* [DIRECTIONS]: Exactly as they appear below, repeat the lines from the one with "PR #190, opened 2021-08-02" through the one with "Add new method", and no others.

* [RECORDS FOR THE EXERCISE]:
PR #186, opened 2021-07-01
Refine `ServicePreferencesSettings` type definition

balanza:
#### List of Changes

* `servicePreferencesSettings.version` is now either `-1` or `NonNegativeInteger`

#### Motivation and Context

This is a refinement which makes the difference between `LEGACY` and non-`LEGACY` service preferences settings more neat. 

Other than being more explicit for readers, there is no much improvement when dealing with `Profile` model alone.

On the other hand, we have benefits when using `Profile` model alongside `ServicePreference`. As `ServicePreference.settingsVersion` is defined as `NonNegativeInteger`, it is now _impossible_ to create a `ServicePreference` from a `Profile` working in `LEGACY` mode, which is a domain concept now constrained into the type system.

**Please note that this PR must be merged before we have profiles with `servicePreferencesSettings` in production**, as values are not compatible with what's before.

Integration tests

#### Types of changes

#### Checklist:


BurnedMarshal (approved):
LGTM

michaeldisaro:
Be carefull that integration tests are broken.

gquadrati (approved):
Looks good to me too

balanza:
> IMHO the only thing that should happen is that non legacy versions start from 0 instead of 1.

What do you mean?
---
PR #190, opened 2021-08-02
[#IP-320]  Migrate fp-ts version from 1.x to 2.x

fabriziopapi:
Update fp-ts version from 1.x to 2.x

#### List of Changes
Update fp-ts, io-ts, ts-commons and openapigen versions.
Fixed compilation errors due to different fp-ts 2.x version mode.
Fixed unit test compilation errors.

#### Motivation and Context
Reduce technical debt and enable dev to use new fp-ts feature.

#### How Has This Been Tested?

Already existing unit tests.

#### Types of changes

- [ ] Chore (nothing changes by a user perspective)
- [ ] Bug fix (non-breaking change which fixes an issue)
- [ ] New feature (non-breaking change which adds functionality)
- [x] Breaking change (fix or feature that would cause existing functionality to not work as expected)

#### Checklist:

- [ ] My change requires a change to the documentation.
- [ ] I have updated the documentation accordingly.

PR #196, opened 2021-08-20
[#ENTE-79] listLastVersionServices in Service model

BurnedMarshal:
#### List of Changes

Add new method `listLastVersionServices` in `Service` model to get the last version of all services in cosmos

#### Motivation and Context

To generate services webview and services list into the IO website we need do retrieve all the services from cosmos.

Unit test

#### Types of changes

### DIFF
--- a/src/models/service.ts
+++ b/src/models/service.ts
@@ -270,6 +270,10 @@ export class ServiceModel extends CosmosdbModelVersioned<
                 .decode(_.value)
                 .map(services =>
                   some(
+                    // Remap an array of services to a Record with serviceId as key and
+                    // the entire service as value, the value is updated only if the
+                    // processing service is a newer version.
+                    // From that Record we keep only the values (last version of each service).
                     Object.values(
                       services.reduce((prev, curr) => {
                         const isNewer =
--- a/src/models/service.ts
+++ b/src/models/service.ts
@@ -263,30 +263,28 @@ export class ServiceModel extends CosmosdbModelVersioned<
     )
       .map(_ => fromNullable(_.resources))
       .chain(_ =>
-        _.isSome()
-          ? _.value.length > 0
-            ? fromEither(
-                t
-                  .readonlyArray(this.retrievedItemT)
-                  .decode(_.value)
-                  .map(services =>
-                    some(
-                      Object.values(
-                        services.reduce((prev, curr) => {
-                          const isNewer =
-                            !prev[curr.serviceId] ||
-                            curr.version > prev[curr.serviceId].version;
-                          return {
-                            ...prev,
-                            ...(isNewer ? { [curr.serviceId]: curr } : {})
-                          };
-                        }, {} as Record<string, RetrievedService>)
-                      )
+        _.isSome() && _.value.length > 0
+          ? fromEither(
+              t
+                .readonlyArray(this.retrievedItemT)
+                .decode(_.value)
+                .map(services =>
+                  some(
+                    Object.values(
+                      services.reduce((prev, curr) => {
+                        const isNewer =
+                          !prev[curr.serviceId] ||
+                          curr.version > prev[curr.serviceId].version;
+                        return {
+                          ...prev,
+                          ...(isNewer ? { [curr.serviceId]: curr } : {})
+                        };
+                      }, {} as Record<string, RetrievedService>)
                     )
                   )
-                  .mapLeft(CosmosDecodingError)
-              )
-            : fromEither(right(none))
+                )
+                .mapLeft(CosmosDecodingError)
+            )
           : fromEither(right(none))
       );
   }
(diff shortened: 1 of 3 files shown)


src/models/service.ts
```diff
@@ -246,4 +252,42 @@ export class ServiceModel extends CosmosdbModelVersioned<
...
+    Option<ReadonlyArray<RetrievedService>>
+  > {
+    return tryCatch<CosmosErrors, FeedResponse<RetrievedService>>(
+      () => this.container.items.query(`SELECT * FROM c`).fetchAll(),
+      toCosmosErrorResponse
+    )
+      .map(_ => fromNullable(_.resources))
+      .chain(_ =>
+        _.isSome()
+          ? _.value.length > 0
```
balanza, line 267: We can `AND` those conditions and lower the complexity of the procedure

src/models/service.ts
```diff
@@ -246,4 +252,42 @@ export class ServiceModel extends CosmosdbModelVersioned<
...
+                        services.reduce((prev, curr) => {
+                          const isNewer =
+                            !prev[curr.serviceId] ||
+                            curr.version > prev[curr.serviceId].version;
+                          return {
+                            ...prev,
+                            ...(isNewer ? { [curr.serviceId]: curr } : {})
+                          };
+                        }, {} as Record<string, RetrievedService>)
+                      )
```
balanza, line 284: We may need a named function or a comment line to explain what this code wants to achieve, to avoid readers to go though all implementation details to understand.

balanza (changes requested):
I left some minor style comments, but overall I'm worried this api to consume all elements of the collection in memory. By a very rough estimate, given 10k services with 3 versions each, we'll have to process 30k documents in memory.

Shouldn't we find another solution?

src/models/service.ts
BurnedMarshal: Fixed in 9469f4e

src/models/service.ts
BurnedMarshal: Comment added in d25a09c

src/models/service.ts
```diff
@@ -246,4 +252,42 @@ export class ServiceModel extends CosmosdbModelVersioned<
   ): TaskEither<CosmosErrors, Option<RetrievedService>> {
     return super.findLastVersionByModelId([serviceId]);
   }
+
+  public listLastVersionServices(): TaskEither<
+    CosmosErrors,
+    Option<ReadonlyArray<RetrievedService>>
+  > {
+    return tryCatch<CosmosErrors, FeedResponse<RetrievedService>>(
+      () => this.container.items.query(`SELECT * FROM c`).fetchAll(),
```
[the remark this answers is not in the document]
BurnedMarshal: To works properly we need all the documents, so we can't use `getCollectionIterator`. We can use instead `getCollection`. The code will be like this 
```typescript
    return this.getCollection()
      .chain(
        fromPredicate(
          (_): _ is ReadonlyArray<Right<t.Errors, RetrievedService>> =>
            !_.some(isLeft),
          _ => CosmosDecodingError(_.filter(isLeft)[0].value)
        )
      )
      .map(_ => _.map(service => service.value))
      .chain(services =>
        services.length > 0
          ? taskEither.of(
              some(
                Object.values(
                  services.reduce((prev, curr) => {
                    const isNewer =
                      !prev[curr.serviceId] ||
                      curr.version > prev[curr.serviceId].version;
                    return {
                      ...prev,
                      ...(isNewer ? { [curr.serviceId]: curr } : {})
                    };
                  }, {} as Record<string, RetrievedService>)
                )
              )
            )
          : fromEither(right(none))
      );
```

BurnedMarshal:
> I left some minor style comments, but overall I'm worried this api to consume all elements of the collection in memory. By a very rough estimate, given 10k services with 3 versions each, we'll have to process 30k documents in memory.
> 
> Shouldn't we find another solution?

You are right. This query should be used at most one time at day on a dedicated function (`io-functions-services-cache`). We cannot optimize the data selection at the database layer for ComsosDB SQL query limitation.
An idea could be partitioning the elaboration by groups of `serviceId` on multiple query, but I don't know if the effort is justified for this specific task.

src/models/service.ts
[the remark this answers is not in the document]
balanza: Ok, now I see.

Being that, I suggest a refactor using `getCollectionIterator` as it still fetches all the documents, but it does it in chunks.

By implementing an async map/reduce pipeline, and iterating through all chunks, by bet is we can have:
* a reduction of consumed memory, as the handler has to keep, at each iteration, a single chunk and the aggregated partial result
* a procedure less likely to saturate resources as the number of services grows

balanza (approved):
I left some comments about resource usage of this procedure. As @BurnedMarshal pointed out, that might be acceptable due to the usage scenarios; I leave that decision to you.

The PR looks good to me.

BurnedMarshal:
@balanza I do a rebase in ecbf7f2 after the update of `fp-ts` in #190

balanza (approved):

* [ANSWER TO THIS TASK]:
PR #190, opened 2021-08-02
[#IP-320]  Migrate fp-ts version from 1.x to 2.x

fabriziopapi:
Update fp-ts version from 1.x to 2.x

#### List of Changes
Update fp-ts, io-ts, ts-commons and openapigen versions.
Fixed compilation errors due to different fp-ts 2.x version mode.
Fixed unit test compilation errors.

#### Motivation and Context
Reduce technical debt and enable dev to use new fp-ts feature.

#### How Has This Been Tested?

Already existing unit tests.

#### Types of changes

- [ ] Chore (nothing changes by a user perspective)
- [ ] Bug fix (non-breaking change which fixes an issue)
- [ ] New feature (non-breaking change which adds functionality)
- [x] Breaking change (fix or feature that would cause existing functionality to not work as expected)

#### Checklist:

- [ ] My change requires a change to the documentation.
- [ ] I have updated the documentation accordingly.

PR #196, opened 2021-08-20
[#ENTE-79] listLastVersionServices in Service model

BurnedMarshal:
#### List of Changes

Add new method `listLastVersionServices` in `Service` model to get the last version of all services in cosmos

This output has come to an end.